In its en banc decision in Knight v United Parcel Service 71 CCC 1423, the WCAB went through the amendment history of Labor Code 4600 noting that the application for approval of the MPN required a statement of how the MPN will comply with the “employee notification process” and the “second and third opinion process” of AD Rules 9767.1 through 9767.3.
The issue in Knight was whether the employer/insurer had complied with AD Rule 9767.12(a) which requires, among other things, that every covered employee be notified in writing about the use of the MPN: 1) prior to implementation; 2) at the time of hire; or, 3) when transferring into the MPN.
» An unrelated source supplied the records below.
PR #2095, opened 2024-01-09
fix(world): check namespace exists before balance transfer [L-03]

yonadaaa:


packages/world/src/modules/core/implementations/BalanceTransferSystem.sol
```diff
@@ -37,6 +38,9 @@ contract BalanceTransferSystem is System, IWorldErrors {
       revert World_InvalidResourceType(RESOURCE_NAMESPACE, toNamespaceId, toNamespaceId.toString());
     }
 
+    // Require the namespace to exist
+    if (!ResourceIds.getExists(toNamespaceId)) revert World_ResourceNotFound(toNamespaceId, toNamespaceId.toString());
+
     // Require caller to have access to the namespace
     AccessControl.requireAccess(fromNamespaceId, _msgSender());
```
holic, line 45: I wonder how much gas we'd incur if we added this check in `requireAccess` instead?

holic (dismissed):

packages/world/src/modules/core/implementations/BalanceTransferSystem.sol
```diff
@@ -37,6 +38,9 @@ contract BalanceTransferSystem is System, IWorldErrors {
       revert World_InvalidResourceType(RESOURCE_NAMESPACE, toNamespaceId, toNamespaceId.toString());
     }
 
+    // Require the namespace to exist
+    if (!ResourceIds.getExists(toNamespaceId)) revert World_ResourceNotFound(toNamespaceId, toNamespaceId.toString());
```
alvrs, line 42: style nit (wonder if we can configure a linter to do this for consistency)
```suggestion
    if (!ResourceIds.getExists(toNamespaceId)) {
      revert World_ResourceNotFound(toNamespaceId, toNamespaceId.toString());
    }
```

alvrs:
just added a `requireExistence` helper to `AccessControl` in https://github.com/latticexyz/mud/pull/2007, we can use that for this check too!

yonadaaa:
This PR is failing integration tests because `CoreSystem` is too big to deploy. This should be fixed in https://github.com/latticexyz/mud/pull/2046.

yonadaaa:
Using the `requireExistence` helper got this under the size limit!

.changeset/seven-carpets-develop.md
```diff
@@ -0,0 +1,5 @@
+---
+"@latticexyz/world": patch
+---
+
+Require that namespaces exist before transferring ETH to them.
```
holic, line 5:
```suggestion
Namespace balances can no longer be transferred to non-existent namespaces.
```
reworded for consistent tense with other changesets and to be a bit more specific about namespace balances

holic (approved):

The implementation of notice can be provided by mail, with the pay stub or by electronic means if the employee has access to e-mail (AD Rule 9767.12(c)). The 2nd District Court of Appeal case of Barrett Business Services v. WCAB (Desiderio) 74 CCC 49, held that even if a complete list of MPN doctors is provided on a website, an employee is still entitled to written notice.
All in all, AD Rule 9767.12 contains seven subsections with their own subsections setting forth, in detail, the areas which must be addressed in order to comply with the notification process. If the process is not complied with, the result will be the same as in Knight where the WCAB held that if the failure to provide notice of rights under an MPN results in a neglect or failure to provide medical treatment, the employer/insurer will be liable for reasonable medical treatment self-procured by the employee (Knight supra p.1435).
If you’re buying real estate, it’s location, location, location. If you want to control medical treatment under an MPN, it’s notice, notice, notice.